Tonight my wife and I sat down at the kitchen table and took one another by the hands, and we prayed for each other. I don’t mean that we said grace before a meal. I don’t mean we begged God for help through a desperate crisis. I mean we prayed for one another. I don’t want to say what we prayed about, because we prayed about things that only we know about each other; hurts and struggles that have sometimes been the source of arguments and/or tremendous pain between us, relieved of their destructive power as they were fashioned into prayers of compassion and grace and love.
In prayer tonight, Christy told God things about me that she hadn’t directly told me. Good things. Things I had hoped she thought about me, but wasn’t sure. Things she probably assumed I knew. I’m sure she heard me say things to God about her that she didn’t know I felt either. The things I said to God about Christy were good things too.

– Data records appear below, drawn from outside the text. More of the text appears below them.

Issue #6908, opened 2024-08-18
[VL] stop == StopReason::kBlock || stop == StopReason::kAtEnd || stop == StopReason::kAlreadyTerminated || stop == StopReason::kTerminate


FelixYBW:
### Backend

VL (Velox)

### Bug description

The error raised again, it's usually caused by background thread exit but there is no coredump this time.

```
File: /home/binweiyang/gluten/ep/build-velox/build/velox_ep/velox/exec/Driver.cpp
Line: 370
Stack trace:
# 0  _ZN8facebook5velox7process10StackTraceC1Ei
# 1  _ZN8facebook5velox14VeloxExceptionC1EPKcmS3_St17basic_string_viewIcSt11char_traitsIcEES7_S7_S7_bNS1_4TypeES7_
# 2  _ZN8facebook5velox6detail14veloxCheckFailINS0_17VeloxRuntimeErrorENS1_22CompileTimeEmptyStringEEEvRKNS1_18VeloxCheckFailArgsET0_
# 3  _ZN8facebook5velox4exec6Driver4nextERSt10shared_ptrINS1_13BlockingStateEE
# 4  _ZN8facebook5velox4exec4Task4nextEPN5folly10SemiFutureINS3_4UnitEEE
# 5  _ZN6gluten24WholeStageResultIterator4nextEv
# 6  Java_org_apache_gluten_vectorized_ColumnarBatchOutIterator_nativeHasNext
# 7  0x00007f3f2c3bf427

	at org.apache.gluten.vectorized.ColumnarBatchOutIterator.nativeHasNext(Native Method)
	at org.apache.gluten.vectorized.ColumnarBatchOutIterator.hasNextInternal(ColumnarBatchOutIterator.java:61)
	at org.apache.gluten.vectorized.GeneralOutIterator.hasNext(GeneralOutIterator.java:37)
	... 31 more

	at org.apache.gluten.vectorized.ColumnarBatchOutIterator.nativeHasNext(Native Method)
	at org.apache.gluten.vectorized.ColumnarBatchOutIterator.hasNextInternal(ColumnarBatchOutIterator.java:61)
	at org.apache.gluten.vectorized.GeneralOutIterator.hasNext(GeneralOutIterator.java:37)
	... 18 more

```
@zhztheplayer 

### Spark version

None

FelixYBW:
OK, bad news, it's caused by io threads in scan. The issue is gone once we set iothread=0.

[...]

PR #6934, opened 2024-08-20
[GLUTEN-6908][VL] Fix error when getting output from a Velox task that is under spilling by background thread

zhztheplayer:
Tends to fix https://github.com/apache/incubator-gluten/issues/6908.

There is a state check to abort Velox / Spark task when Task::next is called on a task that is being paused and under arbitration. The patch fixes the issue by letting Spark wait on the future object returned by Velox task, and continue processing once spill is finished.

Rely on Velox change https://github.com/facebookincubator/velox/pull/10600.


zhztheplayer:
cc @FelixYBW

FelixYBW:
rely on https://github.com/facebookincubator/velox/pull/10600

cpp/velox/compute/WholeStageResultIterator.cc
```diff
@@ -195,7 +195,22 @@ std::shared_ptr<ColumnarBatch> WholeStageResultIterator::next() {
...
+    auto future = velox::ContinueFuture::makeEmpty();
+    auto out = task_->next(&future);
+    if (!future.valid()) {
+      // Not need to wait. Break.
+      vector = std::move(out);
+      break;
+    }
+    // Velox suggested to wait. This might be because another thread (e.g., background io thread) is spilling the task.
+    GLUTEN_CHECK(out == nullptr, "Expected to wait but still got non-null output from Velox task");
+    VLOG(2) << "Velox task " << task_->taskId()
```
FelixYBW, line 209: Can we use Gluten's LOG(INFO) etc. here? Looks VLOG is used several other places in Gluten. We may always use LOG

PR #9374, opened 2025-04-19
[VL] Ensure config.guess & config.sub files are executable while installing libelf

pkgajulapalli:

Docker image build fails sometimes as the config.guess/config.sub files are not executables.

## How was this patch tested?

Manually tried building docker image for centos8.


jinchengchenghh:
Do you know this issue? @zhouyuan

I know… this isn’t supposed to be a new thing for me. I’m a pastor. Christy is a pastor’s wife. I’m sure many people assume we sit down (or perhaps kneel) daily to lift one another in prayer to the throne of grace, where God sits eagerly waiting to smile upon our heartfelt and earnest pleas. Please! Prayer is a central aspect of our lives together in many ways. We pray around each other all the time. We even pray for each other occasionally in public times of prayer. Our family prays together (each of us in turn) every night at bedtime. But my wife and I praying for one another, just the two of us? Uh-uh.

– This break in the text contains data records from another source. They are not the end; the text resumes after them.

PR #5697, opened 2024-05-11
[GLUTEN-5696] Add preprojection support for ArrowEvalPythonExec

yma11:
## What changes were proposed in this pull request?

Add preprojection support for ArrowEvalPythonExec
Fixes: \#5696)

## How was this patch tested?

New UTs added

PR #9385, opened 2025-04-21
[VL] Fallback pandas udf when input is not an instance of AttributeReference

Surbhi-Vijay:
Fallback Pandas UDF when the input is not an instance of `AttributeReference`.
Example => `udf(1)`  `udf(count(null))`

We had encountered this error while trying to run Pandas testcases in `GlutenSQLQueryTestSuite`.
Error: `ColumnarArrowEvalPythonExec should only have [AttributeReference] inputs.`

The testcase was failing due to the commit: [[GLUTEN-5696] Add preprojection support for ArrowEvalPythonExec by yma11 · Pull Request #5697 · apache/incubator-gluten · GitHub](https://github.com/apache/incubator-gluten/pull/5697) where it expects each input to be `AttributeReference`

## How was this patch tested?
Tested by running Pandas testcases in our internal setup.

It is difficult to add the testcase for it as of now here. Once the support for running PySpark Pandas testcases is available, this scenario would be covered.


Surbhi-Vijay:
cc: @zhouyuan @yma11

backends-velox/src/main/scala/org/apache/spark/api/python/ColumnarArrowEvalPythonExec.scala
```diff
@@ -211,12 +212,27 @@ case class ColumnarArrowEvalPythonExec(
...
 
   override def rowType0(): Convention.RowType = Convention.RowType.None
 
+  override protected def doValidateInternal(): ValidationResult = {
+    val (_, inputs) = udfs.map(collectFunctions).unzip
+    inputs.map {
+      input =>
+        input.map {
+          e =>
+            if (!e.isInstanceOf[AttributeReference]) {
```
jinchengchenghh, line 228: Can you also check `ColumnarArrowEvalPythonExec can't find referred input col.` in `doExecuteColumnar`? And remove the checks from `doExecuteColumnar`

backends-velox/src/main/scala/org/apache/spark/api/python/ColumnarArrowEvalPythonExec.scala
```diff
@@ -211,12 +212,27 @@ case class ColumnarArrowEvalPythonExec(
     child: SparkPlan,
     evalType: Int)
   extends EvalPythonExec
-  with GlutenPlan {
+  with GlutenPlan
+  with ValidatablePlan {
```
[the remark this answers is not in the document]
Surbhi-Vijay: Resolved, thanks.

backends-velox/src/main/scala/org/apache/spark/api/python/ColumnarArrowEvalPythonExec.scala
```diff
@@ -211,12 +211,26 @@ case class ColumnarArrowEvalPythonExec(
...
 
   override def rowType0(): Convention.RowType = Convention.RowType.None
 
+  override protected def doValidateInternal(): ValidationResult = {
+    val (_, inputs) = udfs.map(collectFunctions).unzip
+    inputs.foreach {
+      input =>
+        input.foreach {
+          e =>
+            if (!e.isInstanceOf[AttributeReference]) {
```
jinchengchenghh, line 226: Please use match case here

backends-velox/src/main/scala/org/apache/spark/api/python/ColumnarArrowEvalPythonExec.scala
Surbhi-Vijay: Removed the check and verified that all pyspark testcases are passing in internal setup.

backends-velox/src/main/scala/org/apache/spark/api/python/ColumnarArrowEvalPythonExec.scala
Surbhi-Vijay: Changed as suggested, thanks

backends-velox/src/main/scala/org/apache/spark/api/python/ColumnarArrowEvalPythonExec.scala
```diff
@@ -311,19 +323,11 @@ case class ColumnarArrowEvalPythonExec(
...
-                    "ColumnarArrowEvalPythonExec should only have [AttributeReference] inputs.")
-                } else if (allInputs.exists(_.semanticEquals(e))) {
+                if (allInputs.exists(_.semanticEquals(e))) {
                   allInputs.indexWhere(_.semanticEquals(e))
                 } else {
-                  var offset: Int = -1
-                  offset = child.output.indexWhere(
+                  val offset = child.output.indexWhere(
                     _.exprId.equals(e.asInstanceOf[AttributeReference].exprId))
-                  if (offset == -1) {
```
jinchengchenghh, line 323: Also check if the exprId exists in `doValidateInternal`.

backends-velox/src/main/scala/org/apache/spark/api/python/ColumnarArrowEvalPythonExec.scala
```diff
@@ -211,12 +211,28 @@ case class ColumnarArrowEvalPythonExec(
...
   override def batchType(): Convention.BatchType = ArrowJavaBatch
 
   override def rowType0(): Convention.RowType = Convention.RowType.None
 
+  override protected def doValidateInternal(): ValidationResult = {
+    val (_, inputs) = udfs.map(collectFunctions).unzip
+    inputs.foreach {
+      input =>
+        input.foreach {
+          case e: AttributeReference if e.exprId != null =>
```
jinchengchenghh, line 225: Not check the exprId is null, check the exprId exists in child output
if child.output.exists(o => o.exprId == e.exprId)

backends-velox/src/main/scala/org/apache/spark/api/python/ColumnarArrowEvalPythonExec.scala
Surbhi-Vijay: `AttributeReference` will always have `exprId`. We do not need to check for it explicitly.
image

Surbhi-Vijay: Added as suggested.

backends-velox/src/main/scala/org/apache/spark/api/python/ColumnarArrowEvalPythonExec.scala
Surbhi-Vijay: Got confused previously, added the condition now in doValidateInternal.

PR #9384, opened 2025-04-21
Fix ColumnarToRowRemovalGuard not able to be copied

yaooqinn:
## What changes were proposed in this pull request?

Fix a wrong constructor bug 

```
  java.lang.IllegalStateException: Failed to copy node.
Is otherCopyArgs specified correctly for ColumnarToRowRemovalGuard.
Exception message: wrong number of arguments
ctor: public org.apache.gluten.extension.columnar.MiscColumnarRules$PreventBatchTypeMismatchInTableCache$PreventColumnarTypeMismatchInTableCache$ColumnarToRowRemovalGuard(org.apache.gluten.extension.columnar.MiscColumnarRules$PreventBatchTypeMismatchInTableCache$PreventColumnarTypeMismatchInTableCache$,org.apache.spark.sql.execution.SparkPlan)?
types: class org.apache.gluten.extension.columnar.transition.TransitionSuite$BatchToRow
args: BatchToRow VanillaBatch$
+- Range (0, 1, step=1, splits=2)
  at org.apache.spark.sql.catalyst.trees.TreeNode.makeCopy(TreeNode.scala:854)
  at org.apache.spark.sql.catalyst.trees.TreeNode.mapChildren(TreeNode.scala:781)
  at org.apache.spark.sql.catalyst.trees.TreeNode.clone(TreeNode.scala:860)
  at org.apache.gluten.extension.columnar.MiscColumnarRulesSuite.$anonfun$new$1(MiscColumnarRulesSuite.scala:32)
  at org.scalatest.OutcomeOf.outcomeOf(OutcomeOf.scala:85)
  at org.scalatest.OutcomeOf.outcomeOf$(OutcomeOf.scala:83)
  at org.scalatest.OutcomeOf$.outcomeOf(OutcomeOf.scala:104)
  at org.scalatest.Transformer.apply(Transformer.scala:22)
  at org.scalatest.Transformer.apply(Transformer.scala:20)
  at org.scalatest.funsuite.AnyFunSuiteLike$$anon$1.apply(AnyFunSuiteLike.scala:226)
```

## How was this patch tested?

new ut

PR #9393, opened 2025-04-22
[VL] Follow up on #9384 to avoid swallowing exceptions in UT

zhztheplayer:
Following #9364, a minor refactor on the test code to avoid using "try-catch" as control statement and to avoid swallowing exceptions.


zhztheplayer:
@yaooqinn A minor follow-up for the previous PR. Thanks.

marin-ma (approved):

We used to do this once in a while back when we were dating. Back before the arguments started piling up, and we were saddled with every couple’s burden — that history of painful things that are said and done that can never be unsaid and undone. We prayed together in a more innocent time, when there was less to be sorry for, so prayer required less humility. We prayed together before we went through tragedies that shook my faith to the core and I lost interest in things like that. By the time I recovered my faith again, something had happened. Those hurts I was talking about. Not to mention, I really did have so much to be sorry for.

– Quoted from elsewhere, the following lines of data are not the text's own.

PR #9397, opened 2025-04-22
[GLUTEN-9335][VL] Support iceberg write unpartitioned table

jinchengchenghh:
Base on this PR https://github.com/facebookincubator/velox/pull/10996, which is merged to ibm/velox, and lacks for the metadata, so the read performance is not performed as expected. Use the flag `--enable_enhanced_features` to enable this feature, default disable. 
Use `org.apache.gluten.tags.EnhancedFeaturesTest` test Tag on the specified enhanced features tests to exclude, exclude the tests default by profile `exclude-tests`, we cannot use the jni call to decide if run the tests because the library is not loaded when listing the tests.

Only supports Spark34, spark35 iceberg version 1.5.0 is not supported.

Supports parquet format because avro and orc write is not supported in Velox

Fallback the complex data type write because the metric does not support.

### DIFF
--- a/gluten-iceberg/src/main/scala/org/apache/gluten/execution/IcebergAppendDataExec.scala
+++ b/gluten-iceberg/src/main/scala/org/apache/gluten/execution/IcebergAppendDataExec.scala
@@ -101,7 +101,7 @@ trait IcebergAppendDataExec extends ColumnarAppendDataExec {
     if (Seq("brotli, lzo").contains(codec)) {
       return ValidationResult.failed("Not support this codec " + codec)
     }
-    if (output.exists(a => !AvroSchemaUtil.makeCompatibleName(a.name).equals(a.name))) {
+    if (query.output.exists(a => !AvroSchemaUtil.makeCompatibleName(a.name).equals(a.name))) {
       return ValidationResult.failed("Not support the compatible column name")
     }
 


cpp/CMakeLists.txt
```diff
@@ -57,6 +57,7 @@ option(ENABLE_HDFS "Enable HDFS" OFF)
 option(ENABLE_ORC "Enable ORC" OFF)
 option(ENABLE_ABFS "Enable ABFS" OFF)
 option(ENABLE_GPU "Enable GPU" OFF)
+option(ENABLE_ICEBERG_WRITE "Enable iceberg write" OFF)
```
zhztheplayer, line 60: What happens if a user turns it on right now? Given the Velox PR is not landed

backends-velox/src-iceberg/main/scala/org/apache/gluten/execution/OffloadIcebergWrite.scala
```diff
@@ -0,0 +1,56 @@
...
+import org.apache.gluten.extension.columnar.offload.OffloadSingleNode
+import org.apache.gluten.extension.columnar.validator.Validators
+import org.apache.gluten.extension.injector.Injector
+import org.apache.spark.sql.execution.SparkPlan
+import org.apache.spark.sql.execution.datasources.v2.AppendDataExec
+
+case class OffloadIcebergWrite() extends OffloadSingleNode {
+  override def offload(plan: SparkPlan): SparkPlan = plan match {
+    case a: AppendDataExec =>
+      VeloxIcebergAppendDataExec(a)
```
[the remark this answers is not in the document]
jinchengchenghh: VeloxIcebergAppendDataExec uses the jni wrapper to write iceberg, but for delta, the jni wrapper might be different, for example, delta lake may call the rust jni call.

gluten-substrait/src/main/scala/org/apache/gluten/execution/ColumnarAppendDataExec.scala
```diff
@@ -0,0 +1,119 @@
...
+        }
+      )
+
+      logInfo(s"Data source write support $batchWrite is committing.")
+      batchWrite.commit(messages)
+      logInfo(s"Data source write support $batchWrite committed.")
+      commitProgress = Some(
+        StreamWriterCommitProgressUtil.getStreamWriterCommitProgress(totalNumRowsAccumulator.value))
+    } catch {
+      case cause: Throwable =>
```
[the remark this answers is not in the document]
jinchengchenghh: This is copied from Spark

gluten-substrait/src/main/scala/org/apache/gluten/execution/ColumnarAppendDataExec.scala
```diff
@@ -0,0 +1,119 @@
...
+        logError(s"Data source write support $batchWrite is aborting.")
+        try {
+          batchWrite.abort(messages)
+        } catch {
+          case t: Throwable =>
```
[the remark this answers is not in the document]
jinchengchenghh: copied too

backends-velox/src-iceberg/main/scala/org/apache/gluten/connector/write/IcebergDataWriteFactory.scala
```diff
@@ -0,0 +1,63 @@
...
+   * object instance when sending data to the data writer, for better performance. Data writers
+   * are responsible for defensive copies if necessary, e.g. copy the data before buffer it in a
+   * list.
+   * <p>
+   * If this method fails (by throwing an exception), the corresponding Spark write task would fail
+   * and get retried until hitting the maximum retry times.
+   *
+   */
+  override def createWriter(): DataWriter[ColumnarBatch] = {
+    val(writerHandle, jniWrapper) = getJniWrapper(schema, format, directory, codec)
```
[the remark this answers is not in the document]
jinchengchenghh: The code style check make no effect on iceberg code, maybe we should fix it.

cpp/CMakeLists.txt
jinchengchenghh: The compile will fail

backends-velox/src-iceberg/main/scala/org/apache/gluten/connector/write/IcebergDataWriteFactory.scala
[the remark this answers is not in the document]
jinchengchenghh: com.diffplug.spotless:spotless-maven-plugin:2.27.2:check can check the module gluten-iceberg, but cannot check the backends-velox/src/iceberg introduced by `build-helper-maven-plugin`, scala style plugin can work well with src-iceberg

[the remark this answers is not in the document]
zhztheplayer: @jinchengchenghh I had opened this https://github.com/apache/incubator-gluten/pull/9478 either

gluten-substrait/src/main/java/org/apache/gluten/connector/write/ColumnarBatchDataWriterFactory.java
```diff
@@ -0,0 +1,50 @@
...
+ * A factory of {@link DataWriter} returned by {@link
+ * BatchWrite#createBatchWriterFactory(PhysicalWriteInfo)}, which is responsible for creating and
+ * initializing the actual data writer at executor side.
+ *
+ * <p>Note that, the writer factory will be serialized and sent to executors, then the data writer
+ * will be created on executors and do the actual writing. So this interface must be serializable
+ * and {@link DataWriter} doesn't need to be.
+ *
+ * @since 3.0.0
+ */
```
zhztheplayer: Let's rephrase the comments. Maybe we just convey that it's a companion interface with Spark's row-based version.

gluten-iceberg/src/main/java/org/apache/gluten/connector/write/ColumnarBatchWrite.java
```diff
@@ -0,0 +1,32 @@
...
+public abstract class ColumnarBatchWrite implements BatchWrite {
+  @Override
+  public DataWriterFactory createBatchWriterFactory(PhysicalWriteInfo info) {
+    throw new UnsupportedOperationException();
+  }
+
+  public ColumnarDataWriterFactory createColumnarBatchWriterFactory(PhysicalWriteInfo info) {
+    throw new UnsupportedOperationException();
+  }
+}
```
zhztheplayer: Could move the API to `gluten-substrait`?

gluten-iceberg/src/main/java/org/apache/gluten/connector/write/ColumnarDataWriterFactory.java
```diff
@@ -0,0 +1,57 @@
...
+ * initializing the actual data writer at executor side.
+ *
+ * <p>Note that, the writer factory will be serialized and sent to executors, then the data writer
+ * will be created on executors and do the actual writing. So this interface must be serializable
+ * and {@link DataWriter} doesn't need to be.
+ *
+ * @since 3.0.0
+ */
+@Evolving
+public interface ColumnarDataWriterFactory extends Serializable {
```
zhztheplayer: Ditto, could move to `gluten-substrait` and revive the docs.

gluten-substrait/src/main/scala/org/apache/gluten/backendsapi/BackendSettingsApi.scala
```diff
@@ -158,4 +158,6 @@ trait BackendSettingsApi {
 
   def supportIcebergEqualityDeleteRead(): Boolean = true
 
+  def supportAppendDataExec(): Boolean = false
```
zhztheplayer: Do we have to add the API? Given the plan is offloaded out of the regular `tag-pull-offload` cycle.

Or else we could just decide whether to offload the node in `VeloxIcebergAppendDataExec` based on certain conditions.

gluten-substrait/src/main/scala/org/apache/gluten/execution/ColumnarAppendDataExec.scala
```diff
@@ -0,0 +1,119 @@
...
+  def writingTaskBatch: WritingColumnarBatchSparkTask[_] = DataWritingColumnarBatchSparkTask
+
+  override def doExecute(): RDD[InternalRow] = {
+    result
+    sparkContext.parallelize(Nil, 1)
+  }
+
+  def createFactory(schema: StructType): ColumnarBatchDataWriterFactory
+
+  protected def writeColumnarBatchWithV2(batchWrite: BatchWrite): Unit = {
```
zhztheplayer: If the code could be reused, can we follow Spark's pattern to move it into a trait like `ColumnarV2ExistingTableWriteExec` or something?

gluten-substrait/src/main/scala/org/apache/spark/sql/datasources/v2/AppendColumnarBatchDataExec.scala
```diff
@@ -0,0 +1,103 @@
...
+import org.apache.spark.TaskContext
+import org.apache.spark.internal.Logging
+import org.apache.spark.sql.connector.write._
+import org.apache.spark.sql.execution.datasources.v2.StreamWriterCommitProgress
+import org.apache.spark.sql.execution.metric.{CustomMetrics, SQLMetric}
+import org.apache.spark.sql.vectorized.ColumnarBatch
+import org.apache.spark.util.Utils
+
+case class DataWritingColumnarBatchSparkTaskResult(
+    numRows: Long,
```
zhztheplayer: Why the file is named "AppendColumnarBatchDataExec.scala"?

cpp/velox/compute/iceberg/IcebergWriter.h
```diff
@@ -0,0 +1,52 @@
...
+
+#pragma once
+
+#include "compute/iceberg/IcebergFormat.h"
+#include "memory/VeloxColumnarBatch.h"
+#include "velox/connectors/hive/iceberg/IcebergDataSink.h"
+
+namespace gluten {
+
+class IcebergWriter {
```
zhztheplayer, line 25: We had an V1 write API in C++

https://github.com/apache/incubator-gluten/blob/main/cpp/velox/operators/writer/VeloxDataSource.h

How can we possibly unify these writers together?

cpp/velox/jni/VeloxJniWrapper.cc
```diff
@@ -463,6 +463,59 @@ JNIEXPORT jlong JNICALL Java_org_apache_gluten_columnarbatch_VeloxColumnarBatchJ
   JNI_METHOD_END(kInvalidObjectHandle)
 }
 
+#ifdef GLUTEN_ENABLE_ICEBERG_WRITE
```
zhztheplayer: Can we wait a bit until we have the functionality public accessible in either upstream Velox or IBM Velox? I hope that will not block the schedule here but not sure.

zhztheplayer (commented):
Sorry for the delay here.

Let's see if we can generalize some of the APIs like `writeColumnarBatchWithV2`, then I think if the code added is manageable, we could use this approach in contrast to the fake row facilities.

Thanks!

gluten-substrait/src/main/scala/org/apache/gluten/backendsapi/BackendSettingsApi.scala
jinchengchenghh: I suppose CH backends do not support AppendDataExec operator

gluten-substrait/src/main/scala/org/apache/spark/sql/datasources/v2/AppendColumnarBatchDataExec.scala
jinchengchenghh: In spark, it is WriteToDataSourceV2Exec.scala, we may need to rename `AppendColumnarBatchDataExec.scala` to `ColumnarWriteToDataSourceV2Exec.scala`

cpp/velox/compute/iceberg/IcebergWriter.h
jinchengchenghh: The API is different, for function commit vs close return type, and initialize arguments, Iceberg datasource needs partition spec, now it does not include in this PR but will be supported later. And VeloxDataSource onlys supports parquet, so it does not have the argument format, and the compressionKind gets from iceberg TableProperty not sparkConfs, so much difference makes it a separate class.

jinchengchenghh:
Could you help review again?Thanks! The first velox PR will be merged to ibm/velox after CI ready. After then, I will update the enhanced frature branch to ibm velox main. @zhztheplayer

dev/builddeps-veloxbe.sh
```diff
@@ -7,7 +7,7 @@
 # (the "License"); you may not use this file except in compliance with
 # the License.  You may obtain a copy of the License at
 #
-#    http://www.apache.org/licenses/LICENSE-2.0
+#    http://www.apache.org/licenses/LICENSE-2.0C
```
zhztheplayer: is this intentional?

gluten-core/src/main/resources/org/apache/gluten/proto/IcebergPartitionSpec.proto
```diff
@@ -0,0 +1,28 @@
...
+message IcebergPartitionField {
+  string name = 1;
+  TransformType transform = 2;
+  optional int32 parameter = 3;  // Optional parameter for transform config
+}
+
+message IcebergPartitionSpec {
+  int32 spec_id = 1;  // Field name uses snake_case per protobuf conventions
+  repeated IcebergPartitionField fields = 2;
+}
```
zhztheplayer: Possible to move to gluten-substrait or backend-velox? Thanks!

I understand it doesn't belong to the substrait protos but still it doesn't seem general to place here.

ep/build-velox/src/get_velox.sh
```diff
@@ -20,8 +20,8 @@ VELOX_REPO=https://github.com/oap-project/velox.git
 VELOX_BRANCH=2025_06_25
 VELOX_HOME=""
 RUN_SETUP_SCRIPT=ON
-VELOX_ENHANCED_REPO=https://github.com/oap-project/velox.git
-VELOX_ENHANCED_BRANCH=2025_06_24
+VELOX_ENHANCED_REPO=https://github.com/jinchengchenghh/velox.git
+VELOX_ENHANCED_BRANCH=2025_06_25
```
zhztheplayer: I have no strong opinion on this, but as long as there are no objections from everybody.

Are you going to change the repo to `ibm/velox` right in the next PR?

.github/workflows/velox_backend_enhanced_features.yml
```diff
@@ -0,0 +1,170 @@
...
+          name: velox-native-lib-enhanced-centos-7-${{github.sha}}
+          path: ./cpp/build/releases/
+          if-no-files-found: error
+      - uses: actions/upload-artifact@v4
+        with:
+          name: arrow-jars-enhanced-centos-7-${{github.sha}}
+          path: .m2/repository/org/apache/arrow/
+          if-no-files-found: error
+
+  spark-test-spark34:
```
zhztheplayer, line 114: Can we include Spark 3.5 as well? As long as there's no technical blockers it's better to have the lasted Spark version covered in test.

zhztheplayer (approved):
I know it might be difficult, but I hope we could finally be able to get rid of this two-repos design of the Velox dependency. More community discussions will be needed on that part.

ep/build-velox/src/get_velox.sh
jinchengchenghh: No, I will merge this PR after the velox PR is merged to ibm/velox, it will be soon

.github/workflows/velox_backend_enhanced_features.yml
jinchengchenghh: The spark 34 uses iceberg 1.7.1 version while spark35 uses iceberg 1.5.0 iceberg version which causes version mismatch, the reflection to get writeProperty from SparkWrite will failed in the test.

cpp/velox/compute/iceberg/IcebergWriter.cc
```diff
@@ -0,0 +1,174 @@
...
+            columnTypes.at(i),
+            columnTypes.at(i)));
+    } else {
+      columnHandles.push_back(
+        std::make_shared<connector::hive::HiveColumnHandle>(
+            columnNames.at(i),
+            connector::hive::HiveColumnHandle::ColumnType::kRegular,
+            columnTypes.at(i),
+            columnTypes.at(i)));
+  }
```
avevad, line 63: Looks like the '}' of else-clause is absent

cpp/velox/compute/iceberg/IcebergWriter.cc
```diff
@@ -0,0 +1,174 @@
...
+using namespace facebook::velox;
+using namespace facebook::velox::connector::hive;
+using namespace facebook::velox::connector::hive::iceberg;
+namespace {
+
+std::shared_ptr<connector::hive::LocationHandle> makeLocationHandle(
+    std::string targetDirectory,
+    std::optional<std::string> writeDirectory = std::nullopt,
+    connector::hive::LocationHandle::TableType tableType = connector::hive::LocationHandle::TableType::kExisting) {
+  return;
```
avevad: Return what? Does this PR even compile? I keep seeing syntax errors here and there, but I don't really understand how can one write such amount of code without compiling it

jinchengchenghh: One simple refactor commit breaks the compile, the PR has been tested, and wait for PR to merge to native side

j7nhai:
Originally, when writing with Iceberg, a field id is generated in the final Parquet file, and this field id corresponds to the field id in the Iceberg schema. It appears that the Velox Parquet writer is implemented based on Arrow, but Arrow's Parquet schema does not seem to support creating field ids. How did you solve this problem? @jinchengchenghh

Your spouse sees you the way no one else sees you. They see you when you are at your worst. Some of the most shameful things I have ever said and done, in fact most of them, I have said and done with Christy looking on. No one has ever seen me uglier. How do I act in these ways, and then ask her if she wants to pray with me? Will she think I’m a hypocrite? Will I think I’m a hypocrite, or wonder if she is? All these ugly moments, these regrets, these things we have to be so sorry for — most of them are sin. And sin does what it always does — keeps us from wanting to pray. And when we do want to pray, sin helps us find reasons not to — locks us into silence toward God. It takes a lot to get past that. Joint prayer, like sex, is an implicit act of trust in our spouse. Trust that I can be as vulnerable as true prayer requires me to be. Trust that my spouse won’t get the wrong idea – that she knows that I know I’m not perfect, and that in prayer I’m not pretending to be.
So we sat down tonight and prayed. We had our awkward moments before we started, but we trudged through it and prayed. I told my congregation last week that sex can do for a relationship what nothing else can do. That is true. And so can prayer.